El capitán de un bote de patos de la era de la Segunda Guerra Mundial y otros dos empleados de «Ride the Ducks Branson» han sido golpeados con cargos criminales en relación con el hundimiento del Stretch Duck # 7 en el lago Table Rock de Missouri en 2018, lo que resultó en la muerte de 17 personas.

La oficina del fiscal general de Missouri anunció un total de 63 cargos contra Scott McKee, el capitán del buque, y el supervisor de operaciones Charles Baltzell y el gerente general Curtis Lanham.
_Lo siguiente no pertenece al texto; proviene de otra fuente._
PR #2962, opened 2021-05-17
Add pinned post to home page, with example

ehcloninger:

## Summary

Adds the ability to 'pin' a post to the top of the front page, such as a welcome message or the T&Cs for the site. Adds a
new boolean front matter value of 'pinned' that triggers layouts/home.html to search for pinned posts. Includes a sample
of a pinned post.

Pinned posts will also show up in recents as they may or may not be on page 1 if paginated.

## Context

Not related to a Github issue. This was a feature that I wanted for my hobby site: https://my72mgb.com

### DIFF
--- a/_layouts/home.html
+++ b/_layouts/home.html
@@ -2,6 +2,23 @@
 layout: archive
 ---
 
+{% if page.url == "/" %}
+  {% assign entries_layout = page.entries_layout | default: 'list' %}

Según una declaración de causa probable, el Stretch Duck #7 estaba bajo el mando de McKee cuando entró en el lago Table Rock el 19 de julio de 2018 durante una advertencia de tormenta severa y más tarde se encontró con un clima severo y vientos fuertes, lo que hizo que el barco tomara agua y se hundiera. Diecisiete personas murieron en el accidente, incluidos 16 pasajeros y un miembro de la tripulación.
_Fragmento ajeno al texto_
PR #2967, opened 2021-05-19
Loads font-awesome asynchronously

ghusse:

## Summary

Loading font-awesome asynchronously allows to display the site faster. This change is advised by google pagespeed insights


iBug:
To be honest, I was thinking that Michael would take this as "too minor".

PR #3014, opened 2021-06-23
Trucated seo_description with recommended length for Google

lsolesen:
It is recommended in most SEO guides only to write 160 characters in the meta description.

When the theme defaults to using the excerpt sometimes the meta descriptions gets really long. Therefore maybe it is a good idea to truncate the meta description.

### DIFF
--- a/_includes/seo.html
+++ b/_includes/seo.html
@@ -20,9 +20,12 @@
   {%- assign canonical_url = page.url | replace: "index.html", "" | absolute_url %}
 {% endif %}
 
-{%- assign seo_description = page.description | default: page.excerpt | default: site.description -%}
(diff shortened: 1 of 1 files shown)


mmistakes:
I think truncating it is unnecessary. The 160 character limit is an artificial guideline SEOs came up with to target when you're writing your meta descriptions.

Google and other search engines may use all of that text, completely ignore it, rewrite it, use text from the middle of your page instead, or truncate it themself. Passing more text does no harm.

iBug:
That 160-char limit is just a "recommendation", so @mmistakes is right that passing more text does no harm. Better leave this decision for users.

La declaración de causa probable alega que Scott McKee, el capitán del Stretch Boat # 7, no ejerció sus deberes como capitán con licencia al entrar en el lago durante una advertencia de tormenta severa, y no siguió las políticas y el entrenamiento al no hacer que los pasajeros colocaran dispositivos de flotación mientras el barco hacía agua.

La declaración también alega que Charles Baltzell, como supervisor de operaciones, y Curtis Lanham, como director general, no comunicaron las condiciones meteorológicas ni suspendieron las operaciones durante un aviso de tormenta severa.

McKee fue acusado de 17 cargos de homicidio involuntario en primer grado, un delito de clase C, 5 cargos de poner en peligro el bienestar de un niño en primer grado, un delito de clase A, y 7 cargos de poner en peligro el bienestar de un niño en primer grado, un delito de clase D. Baltzell y Lanham fueron acusados cada uno de 17 cargos de homicidio involuntario en primer grado, un delito de clase C.

Una investigación de la NTSB sobre el accidente determinó que el operador no hizo caso de una advertencia de tormenta severa, y también señaló que peligros como las cubiertas fijas y el hecho de que los guardacostas no exigieran una flotabilidad de reserva suficiente en los «barcos pato» contribuyeron al accidente.